Sometimes host develops a resistant barrier (Fig. 28.4C) to prevent the penetration and proliferation inside the lumen. Host’s cytoplasm accumulates to form a spherical, irregular or elongated structure, so that the hypha of antagonist could not pass towards the adjacent cells of the hypha (C).
Depending on nutrition, the antagonist forms branches and sporulates (s) inside the host hypha (D). Until the host’s nutrients deplete, the antagonist produces resting bodies (the survival structures), for example chlamydospores (c) inside the host hypha (E) due to loss of nutrients and vigour for survival (Table 28.5; Fig. 28.4F).
(b) Mycophagy:
Mycophagy is the phenomenon of feeding upon fungi by amoebae. Many amoebae are known to feed on pathogenic fungi. The antagonistic soil amoebae are Arachnula, Archelle, Gephyramoeba, Geococcus, Saccamoeba, Vampyrella, etc.
These amoebae interact with fungal hyphae and make perforations. The fungi on which perforations have been observed are Cochliobolus sativus, Gaeumannomyces graminis var. tritici, Fusarium oxysporum, Phytophthora cinnamomi. On the lysed hyphae of these fungi amoebae develop round cysts.

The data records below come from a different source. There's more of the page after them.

PR #3109, opened 2024-07-03
Various small extensions for orcharhino

maximiliankolb:

### DIFF
--- a/guides/common/modules/proc_registering-a-host.adoc
+++ b/guides/common/modules/proc_registering-a-host.adoc
@@ -113,16 +113,25 @@ endif::[]
 This can be set by the `host_packages` parameter.
 . Optional: Select the *Update packages* option to update all packages on the host upon registration.
 This can be set by the `host_update_packages` parameter.
-. Optional: In the *Repository* field, enter a repository to be added before the registration is performed.
+. In the *Repositories* field, click *Add repositories for registration*.
++
+On the *Repository list* window, add content that is required before performing the registration.
 For example, it can be useful to make the `subscription-manager` package available for the purpose of the registration.
++
+* In the *Repository* field, enter a repository to be added before the registration is performed.
 ifdef::client-content-dnf[]
 For Red Hat family distributions, enter the URL of the repository, for example `\http://rpm.example.com/`.
 endif::[]
 ifdef::client-content-apt[]
 For Debian OS families, enter the whole line of list file content, for example `deb \http://deb.example.com/ bookworm 1.0`.
 endif::[]
-. Optional: In the *Repository GPG key URL* field, specify the public key to verify the signatures of GPG-signed packages.
+* Optional: In the *Repository GPG key URL* field, specify the public key to verify the signatures of GPG-signed packages.
 It needs to be specified in the ASCII form with the GPG public key header.
+ifdef::katello,orcharhino,satellite[]
+
++
+You do not have to specify repositories if you provide them in an activation key.
+endif::[]
 . Optional: In the *Token lifetime (hours)* field, change the validity duration of the JSON Web Token (JWT) that {Project} uses for authentication.
 The duration of this token defines how long the generated `curl` command works.
 You can set the duration to 0{range}999 999 hours or unlimited.
--- a/guides/common/modules/snip_host-registration-steps.adoc
+++ b/guides/common/modules/snip_host-registration-steps.adoc
@@ -8,8 +8,8 @@ For more information, see xref:Setting_the_Load_Balancer_for_Host_Registration_{
 endif::[]
 
 .Procedure
-. In the {ProjectWebUI}, navigate to *Hosts > Register Host*.
-ifeval::["{context}" == "load-balancing"]
+. In the {ProjectWebUI}, navigate to *Hosts* > *Register Host*.
+ifdef::load-balancing[]
 . From the *{SmartProxy}* dropdown list, select the load balancer.
 . Select *Force* to register a host that has been previously registered to a {SmartProxyServer}.
 endif::[]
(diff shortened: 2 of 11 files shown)


guides/common/modules/proc_creating-an-installation-medium-for-debian.adoc
```diff
@@ -11,7 +11,7 @@ endif::[]
 . In the {ProjectWebUI}, navigate to *Hosts* > *Provisioning Setup* > *Installation Media*.
 . Click *Create Medium* to create an installation medium entry.
 . Enter a *Name* for the installation medium.
-. Set the *Path* to the upstream URL `{client-debian-installation-medium-path}`.
```
Lennonka, line 14: I think that paths should be represented as literals. What is the reason not to?

guides/common/modules/snip_host-registration-steps.adoc
```diff
@@ -29,6 +29,11 @@ endif::[]
 ifdef::client-content-apt[]
 * On Debian: Check the `/etc/apt/sources.list` file and ensure that the appropriate repositories have been enabled.
 endif::[]
+ifeval::["{context}" == "load-balancing"]
```
Lennonka, line 32: I suggest `ifdef::load-balancing[]` for guide-specific conditions.
However, I see it's a pre-existing problem for other occurences, so consider this non-blocking.

guides/common/modules/proc_registering-a-host.adoc
Lennonka, line 1: Unfortunately, I don't have a working Foreman testing instance to verify it this week. But style-wise it looks good.

Lennonka (changes requested):
Generally LGTM

Lennonka:
Please, rebase.

guides/common/modules/proc_registering-a-host.adoc
maximiliankolb: Asking a colleague for confirmation.

maximiliankolb (commented):
Rebased to "master" and applied all feedback.

guides/common/modules/proc_registering-a-host.adoc
nadjaheitmann: Content-wise it also looks good. Here is how it looks like in the UI:

image

image

guides/common/modules/snip_host-registration-steps.adoc
Lennonka: That would be nice to have, I agree. If you have time.

guides/common/modules/proc_registering-a-host.adoc
```diff
@@ -113,15 +113,19 @@ endif::[]
 This can be set by the `host_packages` parameter.
 . Optional: Select the *Update packages* option to update all packages on the host upon registration.
 This can be set by the `host_update_packages` parameter.
-. Optional: In the *Repository* field, enter a repository to be added before the registration is performed.
+. In the *Repositories* field, click the *+* symbol.
```
Lennonka, line 116:
```suggestion
. In the *Repositories* field, click *+ Add repositories for registration*.
```
Or even without the "+", as you prefer. I'm assuming that the text is clickable.

guides/common/modules/proc_registering-a-host.adoc
```diff
@@ -113,15 +113,19 @@ endif::[]
...
+* In the *Repository* field, enter a repository to be added before the registration is performed.
 ifdef::client-content-dnf[]
 For Red Hat family distributions, enter the URL of the repository, for example `\http://rpm.example.com/`.
 endif::[]
 ifdef::client-content-apt[]
 For Debian OS families, enter the whole line of list file content, for example `deb \http://deb.example.com/ bookworm 1.0`.
 endif::[]
-. Optional: In the *Repository GPG key URL* field, specify the public key to verify the signatures of GPG-signed packages.
+* Optional: In the *Repository GPG key URL* field, specify the public key to verify the signatures of GPG-signed packages.
 It needs to be specified in the ASCII form with the GPG public key header.
```
Lennonka, line 129:
```suggestion
It needs to be specified in the ASCII form with the GPG public key header.

+
You do not have to specify repositories if you provide them in an activation key.
```
I know this is out of PR scope and I'm not sure if my wording is true/correct, but I think that there are cases when the user doesn't have to specify any repos. It would be good to mention it.

Lennonka (changes requested):
A couple of suggestions.

guides/common/modules/snip_host-registration-steps.adoc
Lennonka: One more thing - I'm not sure since which version the attribute is present. So it's a good idea to check that when cherry-picking.

guides/common/modules/proc_registering-a-host.adoc
maximiliankolb: Applied without `+`. Looks cleaner & more readable this way. Text is clickable.

guides/common/modules/proc_registering-a-host.adoc
maximiliankolb: Applied.

maximiliankolb (commented):
Rebased to "master" and applied all feedback. Ready for re-review @Lennonka

guides/common/modules/proc_registering-a-host.adoc
```diff
@@ -113,16 +113,23 @@ endif::[]
...
+
++
+You do not have to specify repositories if you provide them in an activation key.
```
Lennonka, line 132: And this is probably Katello only, so it should be enveloped by a condition>
```suggestion
ifdef::katello,orcharhino,satellite[]

+
You do not have to specify repositories if you provide them in an activation key.
endif::[]
```

Lennonka (approved):
Otherwise looks good! Just that condition perhaps ^^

Chakraborty (1983) have described the following three major steps of feeding on fungal propagules by soil amoebae:
Attachment:
As a matter of chance trophozoites of amoebae attach to fungal propagules i.e. conidia, hyphae, etc. The attachment occurs by chemotaxis or thigmotaxis.
Engulfment:
The fungal propagules according to its size are fully engulfed by amoebae. But the small trophozoites attached to the hyphal wall or spore make perforations on it.
Digestion:
The completely or partially engulfed propagules/cytoplasm of the host fungi are digested in a large central vacuole formed inside the cysts.
(c) Nematophagy:
The phenomenon of eating upon nematodes by fungi is known as nematophagy and the fungi as predaceous fungi. Fungi are mechanically involved in attacking and killing the nematodes resulting in consumption of nematodes.
The predaceous fungi are widely distributed in the surface litter and decaying organic matter. Over 50 species of fungi are known that attack nematodes. Different developmental stages of nematodes are susceptible to attack by different types of fungi.
As early as 1869, for the first time M.S. Woronin established the fact that the predaceous fungi capture and destruct the nematodes with certain specialised trapping organs.
During 1930s, C. Drechsler added greatly to the list of predaceous fungi and unravelled the mechanism of trapping. Duddington (1957) reviewed the work of fungi that attack microscopic animals and contributed significantly to the knowledge of nematophagous fungi.